### Task brief
Return the records exactly, with nothing added.

(Beginning of Supplied material)

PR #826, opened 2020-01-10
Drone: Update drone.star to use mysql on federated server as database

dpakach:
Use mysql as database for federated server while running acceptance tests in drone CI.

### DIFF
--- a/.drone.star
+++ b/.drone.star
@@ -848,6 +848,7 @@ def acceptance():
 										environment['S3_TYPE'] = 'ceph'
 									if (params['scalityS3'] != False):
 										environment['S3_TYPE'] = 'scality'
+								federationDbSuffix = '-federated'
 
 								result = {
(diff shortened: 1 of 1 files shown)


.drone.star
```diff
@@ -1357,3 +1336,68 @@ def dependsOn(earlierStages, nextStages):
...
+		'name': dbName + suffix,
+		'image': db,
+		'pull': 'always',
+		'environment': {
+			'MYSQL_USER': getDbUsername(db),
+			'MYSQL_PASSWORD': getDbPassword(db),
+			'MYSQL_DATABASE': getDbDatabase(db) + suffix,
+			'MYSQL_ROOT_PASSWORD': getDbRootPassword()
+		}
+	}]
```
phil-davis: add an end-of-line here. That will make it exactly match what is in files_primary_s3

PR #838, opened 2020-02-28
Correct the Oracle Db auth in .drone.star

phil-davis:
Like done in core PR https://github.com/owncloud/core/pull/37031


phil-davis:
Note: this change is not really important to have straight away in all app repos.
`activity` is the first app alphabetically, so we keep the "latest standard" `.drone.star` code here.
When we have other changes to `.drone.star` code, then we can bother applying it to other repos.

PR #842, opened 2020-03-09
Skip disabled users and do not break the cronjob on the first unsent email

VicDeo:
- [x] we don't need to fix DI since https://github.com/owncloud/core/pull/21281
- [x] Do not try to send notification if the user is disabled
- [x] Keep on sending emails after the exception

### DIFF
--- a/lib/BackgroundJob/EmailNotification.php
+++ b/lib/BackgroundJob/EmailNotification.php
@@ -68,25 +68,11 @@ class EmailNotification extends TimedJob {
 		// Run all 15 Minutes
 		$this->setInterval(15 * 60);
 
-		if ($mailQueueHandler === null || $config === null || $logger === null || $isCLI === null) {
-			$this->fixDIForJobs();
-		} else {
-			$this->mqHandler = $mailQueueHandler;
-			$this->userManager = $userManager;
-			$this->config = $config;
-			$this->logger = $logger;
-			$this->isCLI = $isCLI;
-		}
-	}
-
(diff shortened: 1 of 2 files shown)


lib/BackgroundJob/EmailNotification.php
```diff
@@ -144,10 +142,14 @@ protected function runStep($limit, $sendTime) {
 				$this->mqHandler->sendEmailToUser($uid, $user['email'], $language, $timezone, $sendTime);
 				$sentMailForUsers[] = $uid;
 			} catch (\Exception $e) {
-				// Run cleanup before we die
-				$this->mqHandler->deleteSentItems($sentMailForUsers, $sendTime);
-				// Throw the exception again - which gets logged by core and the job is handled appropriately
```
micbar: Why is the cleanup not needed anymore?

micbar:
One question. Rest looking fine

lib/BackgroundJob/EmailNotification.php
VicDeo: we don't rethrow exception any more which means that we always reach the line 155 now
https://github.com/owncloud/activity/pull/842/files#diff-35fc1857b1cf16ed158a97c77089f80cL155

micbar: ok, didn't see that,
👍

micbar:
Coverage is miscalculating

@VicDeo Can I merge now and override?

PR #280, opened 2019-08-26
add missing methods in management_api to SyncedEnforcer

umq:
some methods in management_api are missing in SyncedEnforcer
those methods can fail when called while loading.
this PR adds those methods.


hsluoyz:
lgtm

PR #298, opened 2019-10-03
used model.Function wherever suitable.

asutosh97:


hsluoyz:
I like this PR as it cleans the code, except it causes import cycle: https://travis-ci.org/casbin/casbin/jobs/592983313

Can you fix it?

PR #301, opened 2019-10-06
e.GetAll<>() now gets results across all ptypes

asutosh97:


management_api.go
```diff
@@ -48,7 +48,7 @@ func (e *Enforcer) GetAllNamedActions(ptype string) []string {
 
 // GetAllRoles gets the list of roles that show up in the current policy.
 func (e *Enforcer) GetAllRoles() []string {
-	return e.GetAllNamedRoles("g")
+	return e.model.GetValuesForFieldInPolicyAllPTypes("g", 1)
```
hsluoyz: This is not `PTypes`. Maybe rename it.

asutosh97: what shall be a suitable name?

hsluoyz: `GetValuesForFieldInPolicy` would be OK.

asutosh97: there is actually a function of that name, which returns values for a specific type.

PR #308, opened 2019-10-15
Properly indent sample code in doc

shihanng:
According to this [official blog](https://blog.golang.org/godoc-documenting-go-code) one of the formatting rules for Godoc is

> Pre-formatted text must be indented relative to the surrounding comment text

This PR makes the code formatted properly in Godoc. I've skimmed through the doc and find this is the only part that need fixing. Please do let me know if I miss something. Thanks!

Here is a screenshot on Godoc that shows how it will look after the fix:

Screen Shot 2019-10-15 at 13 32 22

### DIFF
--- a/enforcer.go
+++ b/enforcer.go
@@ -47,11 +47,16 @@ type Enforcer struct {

(End of Supplied material)

### Task answer
PR #826, opened 2020-01-10
Drone: Update drone.star to use mysql on federated server as database

dpakach:
Use mysql as database for federated server while running acceptance tests in drone CI.

### DIFF
--- a/.drone.star
+++ b/.drone.star
@@ -848,6 +848,7 @@ def acceptance():
 										environment['S3_TYPE'] = 'ceph'
 									if (params['scalityS3'] != False):
 										environment['S3_TYPE'] = 'scality'
+								federationDbSuffix = '-federated'
 
 								result = {
(diff shortened: 1 of 1 files shown)


.drone.star
```diff
@@ -1357,3 +1336,68 @@ def dependsOn(earlierStages, nextStages):
...
+		'name': dbName + suffix,
+		'image': db,
+		'pull': 'always',
+		'environment': {
+			'MYSQL_USER': getDbUsername(db),
+			'MYSQL_PASSWORD': getDbPassword(db),
+			'MYSQL_DATABASE': getDbDatabase(db) + suffix,
+			'MYSQL_ROOT_PASSWORD': getDbRootPassword()
+		}
+	}]
```
phil-davis: add an end-of-line here. That will make it exactly match what is in files_primary_s3

PR #838, opened 2020-02-28
Correct the Oracle Db auth in .drone.star

phil-davis:
Like done in core PR https://github.com/owncloud/core/pull/37031


phil-davis:
Note: this change is not really important to have straight away in all app repos.
`activity` is the first app alphabetically, so we keep the "latest standard" `.drone.star` code here.
When we have other changes to `.drone.star` code, then we can bother applying it to other repos.

PR #842, opened 2020-03-09
Skip disabled users and do not break the cronjob on the first unsent email

VicDeo:
- [x] we don't need to fix DI since https://github.com/owncloud/core/pull/21281
- [x] Do not try to send notification if the user is disabled
- [x] Keep on sending emails after the exception

### DIFF
--- a/lib/BackgroundJob/EmailNotification.php
+++ b/lib/BackgroundJob/EmailNotification.php
@@ -68,25 +68,11 @@ class EmailNotification extends TimedJob {
 		// Run all 15 Minutes
 		$this->setInterval(15 * 60);
 
-		if ($mailQueueHandler === null || $config === null || $logger === null || $isCLI === null) {
-			$this->fixDIForJobs();
-		} else {
-			$this->mqHandler = $mailQueueHandler;
-			$this->userManager = $userManager;
-			$this->config = $config;
-			$this->logger = $logger;
-			$this->isCLI = $isCLI;
-		}
-	}
-
(diff shortened: 1 of 2 files shown)


lib/BackgroundJob/EmailNotification.php
```diff
@@ -144,10 +142,14 @@ protected function runStep($limit, $sendTime) {
 				$this->mqHandler->sendEmailToUser($uid, $user['email'], $language, $timezone, $sendTime);
 				$sentMailForUsers[] = $uid;
 			} catch (\Exception $e) {
-				// Run cleanup before we die
-				$this->mqHandler->deleteSentItems($sentMailForUsers, $sendTime);
-				// Throw the exception again - which gets logged by core and the job is handled appropriately
```
micbar: Why is the cleanup not needed anymore?

micbar:
One question. Rest looking fine

lib/BackgroundJob/EmailNotification.php
VicDeo: we don't rethrow exception any more which means that we always reach the line 155 now
https://github.com/owncloud/activity/pull/842/files#diff-35fc1857b1cf16ed158a97c77089f80cL155

micbar: ok, didn't see that,
👍

micbar:
Coverage is miscalculating

@VicDeo Can I merge now and override?

PR #280, opened 2019-08-26
add missing methods in management_api to SyncedEnforcer

umq:
some methods in management_api are missing in SyncedEnforcer
those methods can fail when called while loading.
this PR adds those methods.


hsluoyz:
lgtm

PR #298, opened 2019-10-03
used model.Function wherever suitable.

asutosh97:


hsluoyz:
I like this PR as it cleans the code, except it causes import cycle: https://travis-ci.org/casbin/casbin/jobs/592983313

Can you fix it?

PR #301, opened 2019-10-06
e.GetAll<>() now gets results across all ptypes

asutosh97:


management_api.go
```diff
@@ -48,7 +48,7 @@ func (e *Enforcer) GetAllNamedActions(ptype string) []string {
 
 // GetAllRoles gets the list of roles that show up in the current policy.
 func (e *Enforcer) GetAllRoles() []string {
-	return e.GetAllNamedRoles("g")
+	return e.model.GetValuesForFieldInPolicyAllPTypes("g", 1)
```
hsluoyz: This is not `PTypes`. Maybe rename it.

asutosh97: what shall be a suitable name?

hsluoyz: `GetValuesForFieldInPolicy` would be OK.

asutosh97: there is actually a function of that name, which returns values for a specific type.

PR #308, opened 2019-10-15
Properly indent sample code in doc

shihanng:
According to this [official blog](https://blog.golang.org/godoc-documenting-go-code) one of the formatting rules for Godoc is

> Pre-formatted text must be indented relative to the surrounding comment text

This PR makes the code formatted properly in Godoc. I've skimmed through the doc and find this is the only part that need fixing. Please do let me know if I miss something. Thanks!

Here is a screenshot on Godoc that shows how it will look after the fix:

Screen Shot 2019-10-15 at 13 32 22

### DIFF
--- a/enforcer.go
+++ b/enforcer.go
@@ -47,11 +47,16 @@ type Enforcer struct {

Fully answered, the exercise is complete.